# You'll always be forever young Valeria



## Tampiqueña

¡Feliz Cumpleaños Amiga Querida!

Valeria, me adelanté un poco porque tal vez mañana no pueda pararme por aquí y no quería llegar al último a darte un abrazo , había vampiros revoloteando que amenazaban con llegar primero que yo a felicitarte así que hice un poquitito de trampa jajaja.

Espero que la pachanga se ponga muy buena y pases un día precioso. Los amigos llegarán en bola en cualquier momento para armar tremenda fiesta.

Aquí te dejo tu regalo 

Y un abrazote con un cariño enorme


----------



## turi

Ya que estoy aún levantado, no quiero irme a la cama sin felicitarte.

*QUE PASES UN MUY FELIZ CUMPLEAÑOS, VALERIA!!!*

Ya nos contarás que tal te lo has pasado.

Un abrazo,

Juan


----------



## Vampiro

Tampiqueña said:


> ...había vampiros revoloteando que amenazaban con llegar primero que yo a felicitarte así que hice un poquitito de trampa jajaja.





Tramposa.

Pero qué importa... lo importante es el festejo, y que Valeria pase un precioso día.
¡¡FELIZ CUMPLEAÑOS, QUERIDÍSIMA AMIGA!!
No necesito decirte lo especial que eres, pero te lo digo igual: Eres una persona muy especial, muy linda.  Un privilegio poder considerarme tu amigo.
Un regalo.
Y un gran beso,
_


----------



## Jaén

Hey!!!

No soy el último!!! (bueno, estoy presente en la fiesta!!)

Valeria, muchas felicidades y que tengas un lindo día!

Te dejo un regalito, espero que te guste.

Un beso!

Al.


----------



## UVA-Q

Valeria, 
Espero que tengas un maravilloso día, lleno de apapachos, amigos, familia, amor, abrazos, cariño.

Diviértete, relájate, reviéntate!!!!

Abrazos =)


----------



## Metztli

Valeria!!!

Te mando un abrazo enorme!

Acá va un pastelito especial y un brindis con mucho, mucho cariño a tu salud y por tu felicidad! 
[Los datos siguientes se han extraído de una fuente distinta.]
PR #527, opened 2026-06-25
ci: run cargo udeps with and without --all-targets; remove unused dev-dependencies

sgalkin:
## Problem

The `Udeps` step in `.github/workflows/main.yml` ran `cargo udeps --all-features --workspace` **without `--all-targets`**. `cargo udeps` only analyzes dev-dependencies when `--all-targets` (or `--tests/--benches/--examples`) is passed — otherwise it checks lib/bins only. So CI never validated dev-dependencies, even though the local `just udeps` recipe (`justfiles/basic.just`) *does* pass `--all-targets`. Unused dev-deps accumulated undetected.

Demonstrated on `http_extensions`:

Qué tengas un día padrísimo que te dure para todo el año!


----------



## Kibramoa

Ya van llegando los amigos y se va armando la pachanga poco a poco.
Muchas felicidades por tu cumple. 
Un abrazo desde este lado del charco.

​


----------



## olivinha

♪♫♫♪♪♫
Feliz, feliz en tu día, 
Amiguita, que WordReference te bendiga
Que reine la paz en tu día  
Y que cumplas muchos más
♪♫♫♪♪♫


----------



## romarsan

Querida amiga
Espero que tengas un día realmente bonito, de los que vale la pena recordar
Sabes cuanto valoro tu amistad Valeria y lo orgullosa que estoy de que me
llames amiga.
Un beso guapa
Y un regalito.


----------



## Vanda

Valéria querida,

Feliz aniversário! Muita saúde, paz e amor!
Passe o dia como merece!


----------



## XiaoRoel

Moitísimos parabéns, miña amiga.
Un bico moi grandísimo.
Xiao.


----------



## ewie

I haz been _bizzy_, Val!


----------



## la_machy

Bueno, la cumpleañera no ha llegado, así que me imagino que la fiesta sigue andando .
Querida Valeria, me fui en busca de algo bello, y este me sedujo para ti. No me pude negar. Espero que te guste .
Sin embargo, este otro, tampoco podía faltar.

Ten un día pleno de luz. 

¡Muy feliz cumpleaños, Preciosa!

Marie.


----------



## SDLX Master

Happy birthday!


----------



## Valeria Mesalina

OMG.

A friend sent me the link or I wouldn't have seen it. My birthday isn't listed here! 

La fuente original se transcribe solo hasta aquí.